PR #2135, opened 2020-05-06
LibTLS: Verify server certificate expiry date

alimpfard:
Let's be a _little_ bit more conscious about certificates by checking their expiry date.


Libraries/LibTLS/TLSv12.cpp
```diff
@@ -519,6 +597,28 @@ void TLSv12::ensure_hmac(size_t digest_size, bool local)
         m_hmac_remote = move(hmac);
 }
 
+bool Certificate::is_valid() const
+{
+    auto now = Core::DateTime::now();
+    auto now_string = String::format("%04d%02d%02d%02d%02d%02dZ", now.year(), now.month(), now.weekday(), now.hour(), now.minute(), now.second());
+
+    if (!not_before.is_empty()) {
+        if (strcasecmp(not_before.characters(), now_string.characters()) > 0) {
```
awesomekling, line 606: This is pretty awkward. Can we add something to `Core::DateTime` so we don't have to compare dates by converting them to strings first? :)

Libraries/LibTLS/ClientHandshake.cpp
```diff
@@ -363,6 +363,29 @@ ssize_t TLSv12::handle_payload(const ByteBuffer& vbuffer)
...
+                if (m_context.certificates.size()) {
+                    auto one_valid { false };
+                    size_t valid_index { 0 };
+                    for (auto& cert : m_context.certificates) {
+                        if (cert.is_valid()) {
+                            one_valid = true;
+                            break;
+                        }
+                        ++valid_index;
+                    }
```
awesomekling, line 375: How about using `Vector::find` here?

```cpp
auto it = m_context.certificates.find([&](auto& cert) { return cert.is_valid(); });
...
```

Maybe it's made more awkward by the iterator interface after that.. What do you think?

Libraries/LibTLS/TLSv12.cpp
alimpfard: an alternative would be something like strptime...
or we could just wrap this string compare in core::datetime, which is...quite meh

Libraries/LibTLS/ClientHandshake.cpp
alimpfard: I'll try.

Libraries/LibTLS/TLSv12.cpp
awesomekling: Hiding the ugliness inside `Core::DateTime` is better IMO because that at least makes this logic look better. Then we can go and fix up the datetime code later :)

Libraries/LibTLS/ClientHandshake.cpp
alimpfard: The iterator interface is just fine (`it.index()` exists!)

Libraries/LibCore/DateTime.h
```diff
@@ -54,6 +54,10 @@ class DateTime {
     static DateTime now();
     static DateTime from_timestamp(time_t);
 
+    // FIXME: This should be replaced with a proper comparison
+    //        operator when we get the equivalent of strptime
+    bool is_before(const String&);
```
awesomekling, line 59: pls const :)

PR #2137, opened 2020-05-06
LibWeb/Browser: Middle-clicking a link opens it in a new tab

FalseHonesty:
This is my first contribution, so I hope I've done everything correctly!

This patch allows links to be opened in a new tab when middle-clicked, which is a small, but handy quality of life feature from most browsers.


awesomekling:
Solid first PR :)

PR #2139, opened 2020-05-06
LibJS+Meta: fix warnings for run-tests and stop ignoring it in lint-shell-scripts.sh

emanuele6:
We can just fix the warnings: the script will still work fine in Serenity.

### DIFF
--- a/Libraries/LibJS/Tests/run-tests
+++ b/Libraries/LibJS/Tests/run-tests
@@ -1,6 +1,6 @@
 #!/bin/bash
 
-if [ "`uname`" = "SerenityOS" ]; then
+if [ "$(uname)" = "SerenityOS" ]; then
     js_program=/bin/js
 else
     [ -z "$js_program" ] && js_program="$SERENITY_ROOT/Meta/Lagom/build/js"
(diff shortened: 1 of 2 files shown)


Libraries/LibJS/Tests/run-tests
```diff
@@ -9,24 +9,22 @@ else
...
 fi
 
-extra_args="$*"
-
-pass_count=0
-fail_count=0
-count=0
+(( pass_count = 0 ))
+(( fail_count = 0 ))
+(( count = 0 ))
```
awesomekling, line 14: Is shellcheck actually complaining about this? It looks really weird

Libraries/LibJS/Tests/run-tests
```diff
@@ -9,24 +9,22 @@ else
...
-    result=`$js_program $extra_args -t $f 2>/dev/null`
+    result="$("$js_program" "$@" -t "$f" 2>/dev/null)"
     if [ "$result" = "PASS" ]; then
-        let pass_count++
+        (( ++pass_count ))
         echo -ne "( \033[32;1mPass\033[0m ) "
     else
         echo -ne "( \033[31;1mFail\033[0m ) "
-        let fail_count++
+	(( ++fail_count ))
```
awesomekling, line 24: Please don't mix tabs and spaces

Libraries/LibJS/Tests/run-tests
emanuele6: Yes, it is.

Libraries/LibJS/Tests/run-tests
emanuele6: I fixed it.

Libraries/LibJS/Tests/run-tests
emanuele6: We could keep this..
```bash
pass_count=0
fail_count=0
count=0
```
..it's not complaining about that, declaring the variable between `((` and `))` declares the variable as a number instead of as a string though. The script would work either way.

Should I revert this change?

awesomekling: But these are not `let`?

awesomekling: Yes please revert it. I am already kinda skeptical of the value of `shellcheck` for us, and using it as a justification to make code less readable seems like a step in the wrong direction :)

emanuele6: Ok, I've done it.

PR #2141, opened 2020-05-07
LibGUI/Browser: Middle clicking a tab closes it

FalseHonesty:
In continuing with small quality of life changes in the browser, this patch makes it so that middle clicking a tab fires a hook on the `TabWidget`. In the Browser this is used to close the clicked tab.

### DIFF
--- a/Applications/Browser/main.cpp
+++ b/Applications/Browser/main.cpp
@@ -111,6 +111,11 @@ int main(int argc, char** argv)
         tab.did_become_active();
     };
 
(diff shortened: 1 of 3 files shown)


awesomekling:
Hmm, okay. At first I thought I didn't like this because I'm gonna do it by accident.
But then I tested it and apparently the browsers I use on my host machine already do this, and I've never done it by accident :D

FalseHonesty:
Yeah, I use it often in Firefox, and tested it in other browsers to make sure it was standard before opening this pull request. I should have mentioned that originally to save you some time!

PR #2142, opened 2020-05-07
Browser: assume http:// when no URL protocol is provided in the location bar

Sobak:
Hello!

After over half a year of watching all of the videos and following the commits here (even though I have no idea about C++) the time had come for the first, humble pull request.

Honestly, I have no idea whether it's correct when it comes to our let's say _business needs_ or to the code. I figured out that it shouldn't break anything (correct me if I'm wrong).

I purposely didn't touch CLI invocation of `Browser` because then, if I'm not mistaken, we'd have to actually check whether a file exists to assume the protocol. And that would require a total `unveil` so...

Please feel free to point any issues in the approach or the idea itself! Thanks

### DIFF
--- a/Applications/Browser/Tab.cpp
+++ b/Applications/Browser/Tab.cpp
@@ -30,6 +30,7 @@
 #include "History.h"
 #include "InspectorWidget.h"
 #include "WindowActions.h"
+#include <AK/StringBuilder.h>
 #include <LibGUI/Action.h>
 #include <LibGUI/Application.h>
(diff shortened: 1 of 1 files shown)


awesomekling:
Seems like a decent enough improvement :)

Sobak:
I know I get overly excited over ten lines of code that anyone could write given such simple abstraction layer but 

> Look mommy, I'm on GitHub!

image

========

Your assignment: Your response must contain all of the records, copied exactly.

Reply to the exercise:
PR #2135, opened 2020-05-06
LibTLS: Verify server certificate expiry date

alimpfard:
Let's be a _little_ bit more conscious about certificates by checking their expiry date.


Libraries/LibTLS/TLSv12.cpp
```diff
@@ -519,6 +597,28 @@ void TLSv12::ensure_hmac(size_t digest_size, bool local)
         m_hmac_remote = move(hmac);
 }
 
+bool Certificate::is_valid() const
+{
+    auto now = Core::DateTime::now();
+    auto now_string = String::format("%04d%02d%02d%02d%02d%02dZ", now.year(), now.month(), now.weekday(), now.hour(), now.minute(), now.second());
+
+    if (!not_before.is_empty()) {
+        if (strcasecmp(not_before.characters(), now_string.characters()) > 0) {
```
awesomekling, line 606: This is pretty awkward. Can we add something to `Core::DateTime` so we don't have to compare dates by converting them to strings first? :)

Libraries/LibTLS/ClientHandshake.cpp
```diff
@@ -363,6 +363,29 @@ ssize_t TLSv12::handle_payload(const ByteBuffer& vbuffer)
...
+                if (m_context.certificates.size()) {
+                    auto one_valid { false };
+                    size_t valid_index { 0 };
+                    for (auto& cert : m_context.certificates) {
+                        if (cert.is_valid()) {
+                            one_valid = true;
+                            break;
+                        }
+                        ++valid_index;
+                    }
```
awesomekling, line 375: How about using `Vector::find` here?

```cpp
auto it = m_context.certificates.find([&](auto& cert) { return cert.is_valid(); });
...
```

Maybe it's made more awkward by the iterator interface after that.. What do you think?

Libraries/LibTLS/TLSv12.cpp
alimpfard: an alternative would be something like strptime...
or we could just wrap this string compare in core::datetime, which is...quite meh

Libraries/LibTLS/ClientHandshake.cpp
alimpfard: I'll try.

Libraries/LibTLS/TLSv12.cpp
awesomekling: Hiding the ugliness inside `Core::DateTime` is better IMO because that at least makes this logic look better. Then we can go and fix up the datetime code later :)

Libraries/LibTLS/ClientHandshake.cpp
alimpfard: The iterator interface is just fine (`it.index()` exists!)

Libraries/LibCore/DateTime.h
```diff
@@ -54,6 +54,10 @@ class DateTime {
     static DateTime now();
     static DateTime from_timestamp(time_t);
 
+    // FIXME: This should be replaced with a proper comparison
+    //        operator when we get the equivalent of strptime
+    bool is_before(const String&);
```
awesomekling, line 59: pls const :)

PR #2137, opened 2020-05-06
LibWeb/Browser: Middle-clicking a link opens it in a new tab

FalseHonesty:
This is my first contribution, so I hope I've done everything correctly!

This patch allows links to be opened in a new tab when middle-clicked, which is a small, but handy quality of life feature from most browsers.


awesomekling:
Solid first PR :)

PR #2139, opened 2020-05-06
LibJS+Meta: fix warnings for run-tests and stop ignoring it in lint-shell-scripts.sh

emanuele6:
We can just fix the warnings: the script will still work fine in Serenity.

### DIFF
--- a/Libraries/LibJS/Tests/run-tests
+++ b/Libraries/LibJS/Tests/run-tests
@@ -1,6 +1,6 @@
 #!/bin/bash
 
-if [ "`uname`" = "SerenityOS" ]; then
+if [ "$(uname)" = "SerenityOS" ]; then
     js_program=/bin/js
 else
     [ -z "$js_program" ] && js_program="$SERENITY_ROOT/Meta/Lagom/build/js"
(diff shortened: 1 of 2 files shown)


Libraries/LibJS/Tests/run-tests
```diff
@@ -9,24 +9,22 @@ else
...
 fi
 
-extra_args="$*"
-
-pass_count=0
-fail_count=0
-count=0
+(( pass_count = 0 ))
+(( fail_count = 0 ))
+(( count = 0 ))
```
awesomekling, line 14: Is shellcheck actually complaining about this? It looks really weird

Libraries/LibJS/Tests/run-tests
```diff
@@ -9,24 +9,22 @@ else
...
-    result=`$js_program $extra_args -t $f 2>/dev/null`
+    result="$("$js_program" "$@" -t "$f" 2>/dev/null)"
     if [ "$result" = "PASS" ]; then
-        let pass_count++
+        (( ++pass_count ))
         echo -ne "( \033[32;1mPass\033[0m ) "
     else
         echo -ne "( \033[31;1mFail\033[0m ) "
-        let fail_count++
+	(( ++fail_count ))
```
awesomekling, line 24: Please don't mix tabs and spaces

Libraries/LibJS/Tests/run-tests
emanuele6: Yes, it is.

Libraries/LibJS/Tests/run-tests
emanuele6: I fixed it.

Libraries/LibJS/Tests/run-tests
emanuele6: We could keep this..
```bash
pass_count=0
fail_count=0
count=0
```
..it's not complaining about that, declaring the variable between `((` and `))` declares the variable as a number instead of as a string though. The script would work either way.

Should I revert this change?

awesomekling: But these are not `let`?

awesomekling: Yes please revert it. I am already kinda skeptical of the value of `shellcheck` for us, and using it as a justification to make code less readable seems like a step in the wrong direction :)

emanuele6: Ok, I've done it.

PR #2141, opened 2020-05-07
LibGUI/Browser: Middle clicking a tab closes it

FalseHonesty:
In continuing with small quality of life changes in the browser, this patch makes it so that middle clicking a tab fires a hook on the `TabWidget`. In the Browser this is used to close the clicked tab.

### DIFF
--- a/Applications/Browser/main.cpp
+++ b/Applications/Browser/main.cpp
@@ -111,6 +111,11 @@ int main(int argc, char** argv)
         tab.did_become_active();
     };
 
(diff shortened: 1 of 3 files shown)


awesomekling:
Hmm, okay. At first I thought I didn't like this because I'm gonna do it by accident.
But then I tested it and apparently the browsers I use on my host machine already do this, and I've never done it by accident :D

FalseHonesty:
Yeah, I use it often in Firefox, and tested it in other browsers to make sure it was standard before opening this pull request. I should have mentioned that originally to save you some time!

PR #2142, opened 2020-05-07
Browser: assume http:// when no URL protocol is provided in the location bar

Sobak:
Hello!

After over half a year of watching all of the videos and following the commits here (even though I have no idea about C++) the time had come for the first, humble pull request.

Honestly, I have no idea whether it's correct when it comes to our let's say _business needs_ or to the code. I figured out that it shouldn't break anything (correct me if I'm wrong).

I purposely didn't touch CLI invocation of `Browser` because then, if I'm not mistaken, we'd have to actually check whether a file exists to assume the protocol. And that would require a total `unveil` so...

Please feel free to point any issues in the approach or the idea itself! Thanks

### DIFF
--- a/Applications/Browser/Tab.cpp
+++ b/Applications/Browser/Tab.cpp
@@ -30,6 +30,7 @@
 #include "History.h"
 #include "InspectorWidget.h"
 #include "WindowActions.h"
+#include <AK/StringBuilder.h>
 #include <LibGUI/Action.h>
 #include <LibGUI/Application.h>
(diff shortened: 1 of 1 files shown)


awesomekling:
Seems like a decent enough improvement :)

Sobak:
I know I get overly excited over ten lines of code that anyone could write given such simple abstraction layer but 

> Look mommy, I'm on GitHub!

image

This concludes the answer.